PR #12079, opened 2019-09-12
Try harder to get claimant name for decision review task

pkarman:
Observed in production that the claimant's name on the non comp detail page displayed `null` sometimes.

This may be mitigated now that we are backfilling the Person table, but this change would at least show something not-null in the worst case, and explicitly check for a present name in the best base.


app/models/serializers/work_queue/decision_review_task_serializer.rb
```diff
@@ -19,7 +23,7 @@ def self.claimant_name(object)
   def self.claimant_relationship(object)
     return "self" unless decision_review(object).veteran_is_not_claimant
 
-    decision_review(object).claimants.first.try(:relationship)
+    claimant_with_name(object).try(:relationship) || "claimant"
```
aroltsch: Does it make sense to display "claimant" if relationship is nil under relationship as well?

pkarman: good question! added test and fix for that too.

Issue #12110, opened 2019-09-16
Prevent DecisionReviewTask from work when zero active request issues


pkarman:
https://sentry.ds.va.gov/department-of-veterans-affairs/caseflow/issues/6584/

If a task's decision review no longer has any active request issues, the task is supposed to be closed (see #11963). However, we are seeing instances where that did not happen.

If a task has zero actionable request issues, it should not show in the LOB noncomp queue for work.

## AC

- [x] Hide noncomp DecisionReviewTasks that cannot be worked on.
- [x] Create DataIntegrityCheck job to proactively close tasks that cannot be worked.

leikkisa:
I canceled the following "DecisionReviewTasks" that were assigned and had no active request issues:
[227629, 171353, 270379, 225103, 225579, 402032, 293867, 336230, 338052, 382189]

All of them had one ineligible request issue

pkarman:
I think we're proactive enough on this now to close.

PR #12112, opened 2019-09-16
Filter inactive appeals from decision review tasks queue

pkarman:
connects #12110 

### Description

* * * * * * * * *

• Your objective:
Reproduce each record exactly as written above.

• Written response:
PR #12079, opened 2019-09-12
Try harder to get claimant name for decision review task

pkarman:
Observed in production that the claimant's name on the non comp detail page displayed `null` sometimes.

This may be mitigated now that we are backfilling the Person table, but this change would at least show something not-null in the worst case, and explicitly check for a present name in the best base.


app/models/serializers/work_queue/decision_review_task_serializer.rb
```diff
@@ -19,7 +23,7 @@ def self.claimant_name(object)
   def self.claimant_relationship(object)
     return "self" unless decision_review(object).veteran_is_not_claimant
 
-    decision_review(object).claimants.first.try(:relationship)
+    claimant_with_name(object).try(:relationship) || "claimant"
```
aroltsch: Does it make sense to display "claimant" if relationship is nil under relationship as well?

pkarman: good question! added test and fix for that too.

Issue #12110, opened 2019-09-16
Prevent DecisionReviewTask from work when zero active request issues


pkarman:
https://sentry.ds.va.gov/department-of-veterans-affairs/caseflow/issues/6584/

If a task's decision review no longer has any active request issues, the task is supposed to be closed (see #11963). However, we are seeing instances where that did not happen.

If a task has zero actionable request issues, it should not show in the LOB noncomp queue for work.

## AC

- [x] Hide noncomp DecisionReviewTasks that cannot be worked on.
- [x] Create DataIntegrityCheck job to proactively close tasks that cannot be worked.

leikkisa:
I canceled the following "DecisionReviewTasks" that were assigned and had no active request issues:
[227629, 171353, 270379, 225103, 225579, 402032, 293867, 336230, 338052, 382189]

All of them had one ineligible request issue

pkarman:
I think we're proactive enough on this now to close.

PR #12112, opened 2019-09-16
Filter inactive appeals from decision review tasks queue

pkarman:
connects #12110 

### Description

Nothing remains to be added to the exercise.